> WORK REQUEST
Check each line of the data below for the string "sure", then report how many lines have it and nothing else.

> DATA SECTION
PR #950, opened 2023-01-18
Update requirements.yaml

Maarten-vd-Sande:

It works with mambaforge :partying_face: ! Thanks @siebrenf 

Somehow doesnt work in the base env anymore so we can't split over multiple "checkpoints", but idc

**Checklist**
- [ ] I updated the CHANGELOG

### DIFF
--- a/.github/workflows/docs.yml
+++ b/.github/workflows/docs.yml
@@ -15,7 +15,7 @@ jobs:
         with:
           python-version: 3.8
 
-      - name: Install dependencies 🔨
+      - name: Install dependencies 🔨 & Build 🔧
         run: |
           # setup mambaforge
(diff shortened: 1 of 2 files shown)


siebrenf:
I don't know if this is a temporary issue, or if conda and mamba are drifting apart now that the libmamba-solver exists, but I couldn't install mamba either for the genomepy docs. [My solution there](https://github.com/vanheeringen-lab/genomepy/blob/master/.github/workflows/docs.yml) was to install micromamba, which was pretty fast and easy.

Maarten-vd-Sande:
Ok I'll try that, thanks :smile:

siebrenf (approved):
the name (and emoji) of the step could be updated, but only if you feel like it :)

PR #952, opened 2023-01-24
Gsa support

Maarten-vd-Sande:

Support for the Chinese GSA (genome sequence archive). We'll only support CRX numbers for them :smile: 

**Checklist**
- [x] I updated the CHANGELOG


seq2science/rules/get_fastq.smk
```diff
@@ -63,11 +63,12 @@ rule run2sra:
 
 
 # ENA > SRA
-ruleorder: ena2fastq_SE > sra2fastq_SE
-ruleorder: ena2fastq_PE > sra2fastq_PE
+ruleorder: ena2fastq_SE > gsa2fastq_SE > sra2fastq_SE
+ruleorder: ena2fastq_PE > gsa2fastq_PE > sra2fastq_PE
```
siebrenf, line 67: i assume gsa is used least, so maybe put it last?

siebrenf (approved):

seq2science/rules/get_fastq.smk
Maarten-vd-Sande: doesn't really matter, they are mutually exclusive

PR #954, opened 2023-01-30
explanation fixed

Maarten-vd-Sande:

I noticed a lot of empty explanations.... This should fix that :smile: 

image

I also improved the tests

**Checklist**
- [x] I updated the CHANGELOG


siebrenf (approved):
weird but ok

Maarten-vd-Sande:
Yeah idk why it was working before, but the problem was that it couldn't lock the directories so it crashed. This wasnt caught with the explain tests as it wasn't running in locked directories. But when running a real run and if then the explain rule happenend it would complain it can't lock...

No clue why it changed, but now it works again and is properly tested

PR #955, opened 2023-02-03
localrules

Maarten-vd-Sande:

better cluster support

**Checklist**
- [x] I updated the CHANGELOG


siebrenf (approved):
not sure what this does but OK

Maarten-vd-Sande:
localrules are not run on a node when using e.g. slurm. Since downloading does not use compute I think it makes more sense to not use nodes.

PR #965, opened 2023-03-21
doesn't work as grouped jobs are ignored when not submitting to cluster

Maarten-vd-Sande:

@simonvh I was thinking something like this. Does NOT work apparently because grouped jobs only work in cluster mode. Perhaps it's possible that gets turned on though through some settings. I do not want this as a default, so it would still depend on a config flag.

**Checklist**
- [ ] I updated the CHANGELOG

### DIFF
--- a/seq2science/rules/get_fastq.smk
+++ b/seq2science/rules/get_fastq.smk
@@ -1,11 +1,14 @@
 """
 all rules/logic related downloading public fastqs should be here.
 """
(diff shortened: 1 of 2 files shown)


simonvh:
Yeah, I couldn't find a setting to enable grouping of rules locally. I think this will also result in files being copied from the shadow dir back to the output dir, once the rule is finished, no? This means a lot of copying. I'm not sure that will improve performance either.

PR #966, opened 2023-03-21
clear error, fixes #962

### LINKED ISSUE #962: BUG: Incorrect SRA files (RNA-seq)
**Describe the bug**

Some SRA files are incorrect (either due to submitter not supplying correct files, or SRA not having correct annotation). For example, this file:
[SRR18972600](https://trace.ncbi.nlm.nih.gov/Traces/?view=run_browser&acc=SRR18972600&display=metadata) (GSM6077643). This marked as PE, but `fastq-dump` only gets one fastq file.

**To Reproduce**

RNA-seq workflow, with the following `samples.tsv`:

```
sample  assembly
GSM6077643     GRCh38
```

**Expected behavior**
I don't know! Either an informative error message (i.e. two fastq files should be there, there's only one, this can be checked) or the file being treated as single-end. The second option may not be correct, and I assume this may also be hard to implement. I would guess an error message would already be good, because the error is not easily identifiable from the log, but only when you manually repeat the steps.

One thing I noticed that these are not sequenced with Illumina, but with DNBSEQ-G400. 

Low priority bug I would say, but something to be aware of.

Maarten-vd-Sande:

Clearer error message when single-end is annotated as paired-end. Fixes #962 

**Checklist**
- [x] I updated the CHANGELOG

### DIFF
--- a/seq2science/rules/get_fastq.smk
+++ b/seq2science/rules/get_fastq.smk
@@ -150,10 +150,14 @@ rule sra2fastq_PE:
         --threads {threads} --split-e --skip-technical --dumpbase \
         --readids --clip --read-filter pass --defline-seq '@$ac.$si.$sg/$ri' \
         --defline-qual '+' --gzip >> {log} 2>&1
+        
+        # check if the files exist
+        if ! compgen -G "{output.tmpdir}/*_1*" > /dev/null ; then echo "ERROR: Couldn't find read 1.fastq after dumping! Perhaps this is not a paired-end file?\n" >> {log} 2>&1; fi
+        if ! compgen -G "{output.tmpdir}/*_2*" > /dev/null ; then echo "ERROR: Couldn't find read 2.fastq after dumping! Perhaps this is not a paired-end file?\n" >> {log} 2>&1; fi
 
         # rename file and move to output dir
-        mv {output.tmpdir}/*_1* {output.fastq[0]}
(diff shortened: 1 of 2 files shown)


siebrenf (approved):

seq2science/rules/get_fastq.smk
```diff
@@ -150,10 +150,14 @@ rule sra2fastq_PE:
         --threads {threads} --split-e --skip-technical --dumpbase \
         --readids --clip --read-filter pass --defline-seq '@$ac.$si.$sg/$ri' \
         --defline-qual '+' --gzip >> {log} 2>&1
+        
+        # check if the files exist
+        if ! compgen -G "{output.tmpdir}/*_1*" > /dev/null ; then printf "ERROR: Couldn't find read 1.fastq after dumping! Perhaps this is not a paired-end file?\n" >> {log} 2>&1; fi
+        if ! compgen -G "{output.tmpdir}/*_2*" > /dev/null ; then printf "ERROR: Couldn't find read 2.fastq after dumping! Perhaps this is not a paired-end file?\n" >> {log} 2>&1; fi
```
Maarten-vd-Sande, line 156: I did not know that echo doesn't work :sweat_smile: ... I did just now realize that the newline isn't even necessary, as echo automatically makes a newline. Do we know if printf is standard in bash?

> WRITTEN SOLUTION
2